I don't know if that is enough to explain the cluster not booting up under 120000ms.

slobodanadamovic commented 2 years ago

I don't think that the logged error is the actual cause. It looks like the node just took longer to start.

» [2022-05-25T10:03:37,564][INFO ][o.e.n.Node               ] [yamlRestTestV7CompatTest-0] node name [yamlRestTestV7CompatTest-0], node ID [6ctzuUuKRYqC6USwGww_Rw], cluster name [yamlRestTestV7CompatTest], roles [ingest, data_frozen, ml, data_hot, transform, data_content, data_warm, master, remote_cluster_client, data, data_cold]
» [2022-05-25T10:05:37,689][INFO ][o.e.x.s.Security         ] [yamlRestTestV7CompatTest-0] Security is enabled
» [2022-05-25T10:05:37,968][INFO ][o.e.x.s.a.s.FileRolesStore] [yamlRestTestV7CompatTest-0] parsed [1] roles from file [/dev/shm/elastic+elasticsearch+main+periodic+java-fips-matrix/x-pack/plugin/stack/qa/rest/build/testclusters/yamlRestTestV7CompatTest-0/config/roles.yml]
» [2022-05-25T10:05:39,406][INFO ][o.e.t.n.NettyAllocator   ] [yamlRestTestV7CompatTest-0] creating NettyAllocator with the following configs: [name=unpooled, suggested_max_allocation_size=1mb, factors={es.unsafe.use_unpooled_allocator=null, g1gc_enabled=true, g1gc_region_size=4mb, heap_size=512mb}]
» [2022-05-25T10:05:39,457][INFO ][o.e.i.r.RecoverySettings ] [yamlRestTestV7CompatTest-0] using rate limit [40mb] with [default=40mb, read=0b, write=0b, max=0b]
» [2022-05-25T10:05:39,522][INFO ][o.e.d.DiscoveryModule    ] [yamlRestTestV7CompatTest-0] using discovery type [multi-node] and seed hosts providers [settings, file]
» [2022-05-25T10:05:40.730410371Z] [BUILD] Stopping node
» [2022-05-25T10:05:40,752][INFO ][o.e.n.Node               ] [yamlRestTestV7CompatTest-0] initialized
» [2022-05-25T10:05:40,753][INFO ][o.e.n.Node               ] [yamlRestTestV7CompatTest-0] starting ...
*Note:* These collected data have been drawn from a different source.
PR #4081, opened 2024-06-26
Create a `Generic` object to represent a generic.

zygoloid:
Build a `Generic` object for generic functions. This object tracks the generic parameters that are in scope for the generic entity. Eventually it will track other information about the generic too.

Add basic SemIR formatting support for generic functions.

### DIFF
--- a/toolchain/check/scope_stack.cpp
+++ b/toolchain/check/scope_stack.cpp
@@ -56,6 +56,16 @@ auto ScopeStack::Pop() -> void {
     CARBON_CHECK(return_scope_stack_.back().returned_var.is_valid());
     return_scope_stack_.back().returned_var = SemIR::InstId::Invalid;
   }
+
+  CARBON_CHECK(scope.next_compile_time_bind_index.index ==
+               static_cast<int32_t>(compile_time_binding_stack_.size()))
+      << "Wrong number of entries in compile-time binding stack, have "
+      << compile_time_binding_stack_.size() << ", expected "
+      << scope.next_compile_time_bind_index.index;
+  compile_time_binding_stack_.truncate(
+      scope_stack_.empty()
+          ? 0
+          : scope_stack_.back().next_compile_time_bind_index.index);
 }
 
 auto ScopeStack::PopTo(ScopeIndex index) -> void {
@@ -147,12 +157,24 @@ auto ScopeStack::SetReturnedVarOrGetExisting(SemIR::InstId inst_id)
 auto ScopeStack::Suspend() -> SuspendedScope {
   CARBON_CHECK(!scope_stack_.empty()) << "No scope to suspend";
   SuspendedScope result = {.entry = scope_stack_.pop_back_val(),
-                           .suspended_lookups = {}};
+                           .suspended_lookups = {},
+                           .compile_time_bindings = {}};
   if (result.entry.scope_id.is_valid()) {
     non_lexical_scope_stack_.pop_back();
   }
   for (auto name_id : result.entry.names) {
     result.suspended_lookups.push_back(lexical_lookup_.Suspend(name_id));
+  }
+  // Move any compile-time bindings into the suspended scope.
+  {
+    auto new_size =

There are 2 minutes delay between node info message and security enabled message.

[2022-05-25T10:03:37,564][INFO ][o.e.n.Node               ] 
[2022-05-25T10:05:37,689][INFO ][o.e.x.s.Security         ] 

The node started immediately after the build initiated stop. Looking at the history of failures it does seem that it mostly happens in FIPS mode. My best guess is that it depends on a number of loaded modules which caused the initialization to sometime take longer.